In the Honeybee paper, I felt that there was a significant improvement in the 'projector' section.

When visual features are projected, in the case of LLaVA, a Linear projection is used, which I understood increases the amount of computation and results in input and output sizes being the same embedding, as pointed out.
In cases where a structure like Q-former is used, the size of input and output embeddings is reduced, which can be expected to improve efficiency. However, I understood that this could lead to information loss due to dimensionality reduction.

Based on these issues, the Honeybee paper proposes the C-Abstractor and D-Abstractor, and I felt that it addressed the two problems mentioned above.

Did I understand this correctly? Please point out any mistakes in my understanding, including the background. It would be greatly helpful.

Thanks Kakao team!

Junbum Cha · Answer 1 · Thu Apr 11 2024 21:49:28 GMT+0800 (China Standard Time)

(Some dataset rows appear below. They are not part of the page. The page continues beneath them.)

PR #338, opened 2026-06-28
feat(reasoning): typed per-provider reasoning capability from a models.dev catalog

Vasanthdev2004:
## What

Reasoning-effort detection today guesses from model-name substrings (`reasoningEffortsForModelName`), which is wrong for half the catalog because providers describe reasoning control with **incompatible concepts**:

- **OpenAI** — a discrete effort enum, split by minor version (`gpt-5` = `minimal/low/medium/high`, `gpt-5.1` = `none/low/medium/high`, `gpt-5.1-codex-max` adds `xhigh`, `gpt-5-pro` is locked to `high`).
- **Anthropic** — a thinking-token **budget** on legacy models, a native **effort enum** on newer ones (with the budget control removed).
- **Gemini** — budget + toggle on 2.5, an effort enum on 3.x.
- Some models only **toggle** thinking on/off.

A flat effort string can't represent these, and a name heuristic can't detect them.

## Change

New `internal/reasoning` package (stdlib-only, so the registry and provider adapters can import it without a cycle):

- `Capability` — a model's `reasoning` flag plus its typed `Controls` (`effort` / `budget_tokens` / `toggle`), with helpers (`EffortValues`, `SupportsEffort`, `Budget`, `HasControl`).
- `Catalog` — looks capability up by **provider + api model id**, sourced from an **embedded, trimmed snapshot of the community capability database** (models.dev). Routers (OpenRouter/Azure/etc.) are excluded — they carry generic/stale option lists — so lookups resolve to the first-party provider. 22 KB, 158 models across anthropic/openai/google/google-vertex/xai/groq/deepseek.

**Purely additive** — nothing is wired into the live resolution path yet. The follow-up routes the existing resolver through this catalog (as the fallback rung beneath any future provider live-API probe, above the demoted name-heuristic), so the `/effort` picker and the wire layer agree on real data.

## Coverage (verified)

Joining the snapshot against Zero's actual shipped catalog (13 models): the 6 gpt-4.x/4o models resolve to `reasoning:false` (matching Zero's `(none)`), and every shipped Anthropic/Gemini reasoning model resolves with the correct control kind. The snapshot is current — it already carries gpt-5.5, claude-opus-4-8, gemini-3.x.

## Test

`go test ./internal/reasoning` pins the per-version OpenAI splits, the Anthropic budget-vs-effort distinction (incl. the budget removed on newer models), the Gemini 2.5-vs-3 concept switch, and that every reasoning model Zero ships today is covered. Build/vet/gofmt clean; full `go build ./...` green.

Part of the phased reasoning-effort redesign (independent of #335 / #336).

## Summary by CodeRabbit

* **New Features**
  * Added an embedded, unified reasoning-capabilities catalog across providers, including effort tiers, token-budget bounds, and reasoning on/off toggles.
  * Added support for a new “max” reasoning effort tier and improved matching for requested effort values.
* **Bug Fixes**
  * Ensured capability data returned to callers is isolated via deep copies, preventing cross-lookup mutation.
  * Improved lookup behavior for blank or unknown provider/model inputs.
* **Tests**
  * Expanded coverage for embedded data integrity and verified deep-copy behavior for effort and budget accessors.


Vasanthdev2004:
Thanks — all three addressed in 35145a5:

1. **Budget sentinel** — `Control.Min/Max` are now `*int`, so an explicit bound is distinct from an omitted one. Gemini `gemini-2.5-flash`'s `min: 0` (thinking can be disabled) and Anthropic's *absent* `max` (unbounded) are both preserved instead of collapsing to `0`. `Budget()` → `BudgetControl()` returns the control so callers read the pointers. New assertions pin `min: 0` and the nil `max`.

2. **Shallow copy** — `Catalog.Lookup` now returns a deep clone (cloning `Controls`, each `Values` slice, and the budget pointers). `TestLookupReturnsDeepCopy` verifies a caller's mutation can't reach the catalog.

3. **Non-first-party MaaS rows** — dropped the `google-vertex` section entirely (it re-hosts Anthropic/Moonshot/OpenAI/DeepSeek/Qwen/Meta MaaS models). `google` (AI Studio) already covers first-party Gemini, so the `gemini` provider kind resolves there. Snapshot is now 123 models / 16.8 KB; grep confirms no `*-maas` / `google-vertex` entries remain.

gnanam1990 (commented):
Reviewed `1282a23` (the commit's own diff — its parent is on `main`, so the real change is **only** `internal/reasoning/`: `capability.go`, `catalog.go`, `catalog_test.go`, `modelsdev_snapshot.json`). The code is clean and the data model is genuinely better than the current flat effort enum. My concerns are about it being unwired groundwork that sets up a second source of truth.

**Strengths**
- `go:embed` + parsed once at init (no disk-read fragility, no per-call parse), std-lib-only (deliberate, so `modelregistry`/adapters can consume it without an import cycle), `ParseCatalog` rejects empty/malformed input. The `Capability` model (reasoning flag + typed effort / budget_tokens / toggle controls) captures what a flat string can't.

**Major — second taxonomy with no consumer or reconciliation plan**
The package has **zero importers** (`grep -rn internal/reasoning` is empty outside itself) and the commit message confirms "nothing is wired into the live resolution path yet." Meanwhile the live `/effort` / `/model` paths still use `modelregistry.ReasoningEfforts()` (`internal/modelregistry/catalog.go:171`). So this lands a 158-model / ~22 KB data dependency that nothing exercises and can silently drift. Either wire it in as the authoritative source (demoting the name-pattern guesser to a fallback) in this PR, or land it together with its consumer — and state which source wins. As-is it's dormant, but it's dormant groundwork for exactly the two-sources-of-truth problem.

**Major — `max` effort tier has no `modelregistry` constant**
The snapshot emits `"max"` (19×, e.g. `gpt-5.1-codex-max`, `claude-opus-4-8`), but `modelregistry`'s constants are `none/minimal/low/medium/high/xhigh` (`internal/modelregistry/models.go:22-27`) — no `max`. The moment the catalog is wired into the effort path, `max` has nothing to map to. Cheap to fix now: add `ReasoningEffortMax`, or define an explicit clamp/mapping at the boundary.

**Minor — `Lookup` is exact-match only** (`catalog.go`)
Provider is lowercased but the api model id is only trimmed — no case-fold, no stripping of router prefixes (`openai/…`) or suffixes (`:cloud`). Fine for first-party clean wire ids, but a footgun: callers must pass the **api** id (`claude-opus-4-1-20250805`), not the friendly registry id (`claude-opus-4.1`). Worth documenting loudly at the (future) call site or normalizing in `Lookup`.

**Minor — tests pin per-version snapshot values** (`catalog_test.go`)
Hard-pinning exact effort lists / budget bounds against a snapshot whose own note says "trimmed snapshot" means every refresh breaks them. The structural tests (miss-falls-through, rejects-empty, every-shipped-model-covered) are the durable ones; consider generating the value assertions from the snapshot or keeping only a couple canonical pins.

**Minor — snapshot provenance is partial**
Header has `_source: models.dev/api.json` + a note, but no fetch date/commit and no regeneration script, so refreshes aren't reproducible/auditable. Add a date stamp + a regen script.

**Nit** — `cap` shadows the builtin in `catalog.go` and the tests; rename.

**Recommendation: approve-with-nits — don't block correct, additive, dormant code, but please (1) add `ReasoningEffortMax` (or a documented mapping) and a provenance date in this PR, and (2) before/when wiring it in, state which of `internal/reasoning` vs `modelregistry` is authoritative so there's one source of truth.** The most important item is that reconciliation decision.

Vasanthdev2004:
Addressed in a454931.

**CodeRabbit (blocking) — accessor aliasing:** `EffortControl`/`BudgetControl` now return a cloned `Control`, so `Min`/`Max` pointers and the `Values` slice can't be mutated through an accessor result. `Lookup` already deep-copies; this closes the accessor path too. `TestAccessorsReturnDeepCopies` pins it.

**@gnanam1990 — thanks, all actioned:**
- **`max` tier** → added `modelregistry.ReasoningEffortMax` (`"max"`) and accept it in `ValidReasoningEffort`, so the snapshot's `max` (gpt-5.1-codex-max, newer Anthropic) has a constant to map to. No curated model lists it yet.
- **Provenance** → snapshot now carries `_fetched: 2026-06-28` and a documented regeneration recipe in `catalog.go` (which providers, what to keep).
- **`Lookup` exact-match** → doc now states loudly: pass the **api** id (wire name, `claude-opus-4-1-20250805`), not the friendly id (`claude-opus-4.1`); match is exact (no case-fold / prefix-strip).
- **`cap` shadow** → renamed to `entry` in `catalog.go` and the tests.
- **Source of truth (the key item)** → recorded in the package doc: **`internal/reasoning` is the intended authoritative source**; when wired in, `modelregistry`'s name-pattern inference (`reasoningEffortsForModelName`) is **demoted to a fallback** for models the catalog doesn't cover — the catalog wins where it has an entry. This commit is deliberately additive groundwork (no consumer yet, so no divergence). The wiring lands in the follow-up PR, which is where the demotion actually takes effect.
- **Test value pins** (minor) → kept the canonical ground-truth pins (they're the point — they'd catch a bad refresh), alongside the structural tests (`miss-falls-through`, `rejects-empty`, `every-shipped-model-covered`) that survive refreshes.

[image adopted from ViT paper]

CLIP ViT image encoder basically uses only the output feature of [CLS] token (the first token with index 0 in the figure). MLLMs utilize not only [CLS] token, but also the other local tokens (1-9 tokens in the figure). Our design principle argues that the projector should be able to reduce the number of local tokens, for the controllability of efficiency.

Q-former or Resampler has flexibility, which means it can reduce the number of local tokens, but they tend to fail to preserve local context (i.e., locality); this is different from dimensionality reduciton.